Wanneer dit plaatsvindt, dan worden niet slechts de ware en de goede dingen die tevoren waren ingeplant, verstevigd, maar er worden ook meerdere toegevoegd; dit brengt elke geestelijke strijd waarin de strijder overwinnaar is met zich mee.

Dat dit zo is, blijkt ook uit de algemene ervaring; immers iemand die zijn gevoelens verdedigt tegen anderen die deze bestrijden, bevestigt zich temeer in zijn gevoelens en vindt dan eveneens tal van bevestigingen ten gunste van zijn gevoelens, die hij tevoren niet had opgemerkt en tevens tal van dingen die de tegengestelde gevoelens ontkennen en zo verstevigt hij zich daarin en licht het eveneens toe met tal van zaken.

Met geestelijke gevechten is dit op nog volmaakter wijze het geval, omdat de strijd in de geest plaatsvindt en het goede en ware betreft en vooral omdat de Heer aanwezig is en door de engelen die strijd leidt, want het gaat om het eeuwige leven en heil.
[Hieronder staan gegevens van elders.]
PR #665, opened 2019-05-11
improving the legend in plot_energy #643

Ban-zee:
Made the changes suggested by @OriolAbril  in #652. Still working on the plot_energy issue.

### DIFF
--- a/arviz/plots/energyplot.py
+++ b/arviz/plots/energyplot.py
@@ -142,9 +142,11 @@ def plot_energy(
             handles, labels = ax.get_legend_handles_labels()
             m_patch = Patch(facecolor=plot_kwargs["color"], label=labels[0])
             e_patch = Patch(facecolor=fill_kwargs["color"], label=labels[1])
+            patches = [m_patch, e_patch]
+            patches.extend(handles[2:len(handles)])
             ax.legend(
                 labels=labels,
-                handles=[m_patch, e_patch, handles[2], handles[3], handles[4], handles[5]],
+                handles=patches
             )
 
     ax.set_xticks([])
--- a/arviz/plots/energyplot.py
+++ b/arviz/plots/energyplot.py
@@ -1,7 +1,6 @@
 """Plot energy transition distribution in HMC inference."""
 import numpy as np
 import matplotlib.pyplot as plt
-from matplotlib.patches import Patch
 from ..data import convert_to_dataset
 from ..stats import bfmi as e_bfmi
 from .kdeplot import plot_kde
--- a/arviz/plots/energyplot.py
+++ b/arviz/plots/energyplot.py
@@ -115,6 +115,7 @@ def plot_energy(
                 fill_kwargs=fill_kwargs,
                 plot_kwargs=plot_kwargs,
                 ax=ax,
+                legend=False
             )
     elif kind == "hist":
         for alpha, color, label, value in series:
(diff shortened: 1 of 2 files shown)


arviz/plots/kdeplot.py
```diff
@@ -182,6 +182,7 @@ def plot_kde(
         rug_kwargs.setdefault("space", 0.2)
 
         plot_kwargs.setdefault("linewidth", linewidth)
+        plot_kwargs.setdefault("linestyle", "-")
```
OriolAbril: This is not necessary, the solid line is the default in matplotlib, thus if no linestyle is passed, the plot will have a solid line.

arviz/plots/kdeplot.py
```diff
@@ -229,8 +230,19 @@ def plot_kde(
...
-            legend_element = [Patch(edgecolor=default_color, label=label)]
-            ax.legend(handles=legend_element)
+            if fill_kwargs["alpha"] != 0:
+                legend_element = [
+                    Patch(
+                        facecolor=fill_kwargs["color"],
+                        edgecolor=plot_kwargs["color"],
+                        label=label,
+                        alpha=fill_kwargs["alpha"],
+                        linestyle=plot_kwargs["linestyle"],
```
OriolAbril: I would try to merge `fill_kwargs` and `plot_kwargs`, after removing some of the arguments like the color instead of passing them all "by hand". Other arguments like linewidth or hatch may also be relevant.

OriolAbril: Even though, it looks like from all the possible arguments of a Patch only these two I pointed out are relevant for a legend.

arviz/plots/kdeplot.py
Ban-zee: plot_energy throws an exception if this line is not included.

arviz/plots/kdeplot.py
OriolAbril: I would merge both kwargs dicts, something like this should work:

    plot_options = ("ls", "linestyle", "lw", "linewidth")
    fill_options = ("alpha", "hatch", "capstyle", "joinstyle")
    kwargs1 = {key: value for key, value in fill_kwargs.items() if key in fill_options} 
    kwargs2 = {key: value for key, value in plot_kwargs.items() if key in plot_options}
    patch_kwargs = {**kwargs1, **kwargs2}

And then, when calling patch, pass the 2 colors and the label manually, and then `**patch_kwargs`.

arviz/plots/kdeplot.py
OriolAbril: I thinl that the recommendation in the other comment will solve this

Ban-zee:
The code might look grotesque as of now :(. I will refine it in my upcoming commits :).

Ban-zee:
Ready for review!!

aloctavodia:
LGTM! What do you think @OriolAbril?

arviz/plots/energyplot.py
```diff
@@ -113,11 +112,10 @@ def plot_energy(
                 bw=bw,
                 label=label,
                 textsize=xt_labelsize,
-                plot_kwargs=plot_kwargs,
                 fill_kwargs=fill_kwargs,
+                plot_kwargs=plot_kwargs,
                 ax=ax,
```
OriolAbril: There should be a `legend=False`, otherwise, the legend of the kde will always be present.

arviz/plots/kdeplot.py
OriolAbril: Now this line can be safely removed. It is not needed afterwards anymore.

ColCarroll:
Thanks for the contribution @Ban-zee , and for the nice review @OriolAbril !

PR #667, opened 2019-05-12
Quick fix for diagnostics

ahartikainen:
After discussion let's trim ress functionality and explicit split_ess, which is now ess_mean.

Also there was errors in docs.

### DIFF
--- a/arviz/stats/diagnostics.py
+++ b/arviz/stats/diagnostics.py
@@ -195,7 +195,9 @@ def ess(data, *, var_names=None, method="bulk", relative=False, prob=None):
     if isinstance(data, np.ndarray):
         data = np.atleast_2d(data)
         if prob is not None:
-            return ess_func(data, prob=prob, relative=relative)
+            return ess_func(  # pylint: disable=unexpected-keyword-arg
+                data, prob=prob, relative=relative
+            )
         else:
             return ess_func(data, relative=relative)
 
--- a/arviz/stats/diagnostics.py
+++ b/arviz/stats/diagnostics.py
@@ -33,8 +33,8 @@ def bfmi(data):
     Parameters
     ----------
     data : obj
-        Any object that can be converted to an az.InferenceData object
-        Refer to documentation of az.convert_to_dataset for details
+        Any object that can be converted to an az.InferenceData object.
+        Refer to documentation of az.convert_to_dataset for details.
         If InferenceData, energy variable needs to be found.
 
     Returns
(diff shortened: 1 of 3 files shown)


doc/api.rst
```diff
@@ -55,15 +55,10 @@ Diagnostics
...
-    effective_sample_size_bulk
-    effective_sample_size_tail
-    effective_sample_size_quantile
+    ess
+    effective_sample_size
     rhat
-    msce_mean
-    msce_sd
-    msce_quantile
+    msce
```
OriolAbril: There is a typo, should be mcse.

arviz/stats/diagnostics.py
```diff
@@ -657,20 +637,22 @@ def _ess(ary):
     ess = ess / tau_hat
     if np.isnan(rho_hat_t).any():
         ess = np.nan
+    if relative:
+        ess /= ary.size
```
OriolAbril: I was thinking on `ess = 1 if relative else n_chain * n_draw` some lines before instead of `ess = n_chain * n_draw`. What do you think about it?

doc/api.rst
```diff
@@ -73,8 +68,10 @@ Stats utils
 .. autosummary::
     :toctree: generated/
 
+    autocov
     autocorr
     make_ufunc
+    wrap_xarray_ufunc
```
OriolAbril: Nor `make_ufunc` nor `wrap_xarray_ufunc` are in "stats/__init__.py", thus, the docs are not properly generated as they can not be imported.

doc/api.rst
ahartikainen: Good catch

doc/api.rst
ahartikainen: Thanks for catching this. I think they could be added to init, because they are quite flexible functions.

On the other hand, I think we can skip them now and let's re-evaluate this point after the summer.

arviz/stats/diagnostics.py
ahartikainen: Yes, this makes sense

doc/api.rst
OriolAbril: Same here, do whatever you feel like. I only commented it here and not in init because init was not modified.

arviz/stats/diagnostics.py
ahartikainen: I did something close to this. (1/log10(1)) is not good :)

ahartikainen:
I will merge this.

In zulke gevechten is het gewoon dat de Heer alle boosheden die de hellen van plan zijn, ten goede keert; en daarom wordt het ook niet toegestaan meer en andere boosheden voort te brengen dan die welke gekeerd kunnen worden tot een goede dat strookt met hem die in die strijd is; de oorzaak dat dit zo gebeurt, ontleent de oorsprong daaraan dat het rijk van de Heer een rijk van nutten is, vandaar dat daar niets kan gebeuren dan waarvandaan het goede is.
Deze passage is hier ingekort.